Thanks Thomas, some more to ask:

For "there+verb" expressions, only certain/restricted verbs like "there seems to"," there appears", "there comes a point/time" can still be accepted/are still used in the modern context. However, other verbs like "there arouses", "there came a group of people..", etc. are considered archaic and outdated. Am I right at this point? Yes, I'd say so. << can you suggest more possible examples that can be used in the modern context? I guess "there exists" is also one?

One more thing: I guess constructions like "there she comes/here she comes" is different from "there+verb" constructions right? Yes, entirely different. << 1) "there she comes/here she comes" isnt an archaic expression, but just a modern short expression to mean: "She finally comes", am I right?


----------



## kachibi

Mr Thomas has gone?


----------



## kachibi

Or can anyone volunteer to answer my last post? thanks~


----------



## se16teddy

kachibi said:


> For "there+verb" expressions, only certain/restricted verbs like "there seems to"," there appears", "there comes a point/time" can still be accepted/are still used in the modern context.


Sorry, kachibi, over the last few days most native speakers of English have been far too busy having fun, or performing other Christmas duties, to attend to WordReference. 

I would say that in this thread we have identified two modern examples of the _there + verb _construction 
1._ there is/are/was a_nd related forms such as_ there seems/appears to be
_2. _there comes a point/time 
_


----------



## kachibi

thanks se16teddy..then how about the last question:

One more thing: I guess constructions like "there she comes/here she comes" is different from "there+verb" constructions right?
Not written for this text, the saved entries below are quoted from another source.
PR #2992, opened 2020-10-07
Fix BSL controller to avoid invoking init() on all BSLs regardless of…

### LINKED ISSUE #2991: BSL controller loop always invokes init() regardless of backup location's ValidationFrequency
After upgrading to Velero v1.5.1, we observed that BSL controller always invokes init() for existing backup storage locations regardless of the BSL's ValidationFrequency (we tried setting BSL validationFrequency to 0 to skip validation but this didn't help). This is an issue since for some objectstore plugins the init() method could be an expensive call, for instance our objectstore plugin init() method opens connection to the backup target and creates directories/buckets  if they don't exist as part of initializing the backup repository. Looking at the Velero [BSL controller code](https://github.com/vmware-tanzu/velero/blob/main/pkg/controller/backup_storage_location_controller.go#L80), we first initialize backupStore prior to the check for whether the BSL is ready to be validated:

```
                backupStore, err := r.NewBackupStore(location, pluginManager, log)
		if err != nil {
			log.WithError(err).Error("Error getting a backup store")
			continue
		}

		if !storage.IsReadyToValidate(location.Spec.ValidationFrequency, location.Status.LastValidationTime, r.DefaultBackupLocationInfo, log) {
			log.Debug("Backup location not ready to be validated")
			continue
		}
```
I think moving r.NewBackupStore() to after the check for whether BSL is ready to be validated will fix this issue to avoid invoking init() on all backup storage locations whenever the controller loop runs.

Setting BSL validationFrequency to 0 should skip validation for the backup storage location.

**Environment:**

- Velero version (use `velero version`): v1.5.1
- Kubernetes version (use `kubectl version`):1.18

**Vote on this issue!**

betta1:
… ValidationFrequency

This fixes #2991 

Signed-off-by: Bett, Antony <antony.bett@dell.com>

### DIFF
--- a/pkg/controller/backup_storage_location_controller.go
+++ b/pkg/controller/backup_storage_location_controller.go
@@ -77,14 +77,14 @@ func (r *BackupStorageLocationReconciler) Reconcile(req ctrl.Request) (ctrl.Resu
 			defaultFound = true
 		}
 
-		backupStore, err := r.NewBackupStore(location, pluginManager, log)
-		if err != nil {
-			log.WithError(err).Error("Error getting a backup store")
+		if !storage.IsReadyToValidate(location.Spec.ValidationFrequency, location.Status.LastValidationTime, r.DefaultBackupLocationInfo, log) {
+			log.Debug("Backup location not ready to be validated")
 			continue
 		}
 
-		if !storage.IsReadyToValidate(location.Spec.ValidationFrequency, location.Status.LastValidationTime, r.DefaultBackupLocationInfo, log) {
-			log.Debug("Backup location not ready to be validated")
+		backupStore, err := r.NewBackupStore(location, pluginManager, log)
+		if err != nil {
+			log.WithError(err).Error("Error getting a backup store")
 			continue
 		}
 
--- a/changelogs/unreleased/2992-betta1
+++ b/changelogs/unreleased/2992-betta1
@@ -1,0 +1,1 @@
+Fix BSL controller to avoid invoking init() on all BSLs regardless of ValidationFrequency


pkg/controller/backup_storage_location_controller.go
```diff
@@ -77,14 +77,14 @@ func (r *BackupStorageLocationReconciler) Reconcile(req ctrl.Request) (ctrl.Resu
 			defaultFound = true
 		}
 
-		backupStore, err := r.NewBackupStore(location, pluginManager, log)
-		if err != nil {
-			log.WithError(err).Error("Error getting a backup store")
+		if !storage.IsReadyToValidate(location.Spec.ValidationFrequency, location.Status.LastValidationTime, r.DefaultBackupLocationInfo, log) {
```
nrb, line 80: I think this only addresses the case where validation frequency is 0, unless I'm misreading something.

If validation frequency is 1 minute (the server's default), then it will still invoke the Init() function. Is that acceptable in your case?

nrb (approved):
I haven't run this against a cluster, but I think this does fix the issue of invoking the plugin's Init() function every reconciliation loop (roughly once per second), since it exits the loop iteration early based on the validation frequency, which is roughly once a minute based on the server default.

There may be a longer term fix here where we can instantiate a plugin process and let it live longer, but I think that has bigger implications that I don't understand at the moment.

pkg/controller/backup_storage_location_controller.go
betta1: This change ensures we first check if the BSL is ready to be validated and then initialize the backup store only for those BSLs that pass the check. It should address all cases where validation frequency is 0 as well as user specified validation frequency or server's default validation frequency.

carlisia (approved):
This was a very good catch, thank you. 👍

carlisia:
I did run this against a cluster.

betta1:
Thanks @carlisia @nrb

Yes, entirely different. << 1) "there she comes/here she comes" isnt an archaic expression, but just a modern short expression to mean: "She finally comes", am I right?


----------



## PaulQ

kachibi said:


> Thanks Thomas, some more to ask:
> 
> For "there+verb" expressions, only certain/restricted verbs like "there seems to"," there appears", "there comes a point/time" can still be accepted/are still used in the modern context. However, other verbs like "there arouses", "there came a group of people..", etc. are considered archaic and outdated. Am I right at this point? Yes, I'd say so. << can you suggest more possible examples that can be used in the modern context? I guess "there exists" is also one?
> 
> One more thing: I guess constructions like "there she comes/here she comes" is different from "there+verb" constructions right? Yes, entirely different. << 1) "there she comes/here she comes" isnt an archaic expression, but just a modern short expression to mean: "She finally comes", am I right?





kachibi said:


> Or can anyone volunteer to answer my last post? thanks~


Off the top of my head: (needs some tidying up)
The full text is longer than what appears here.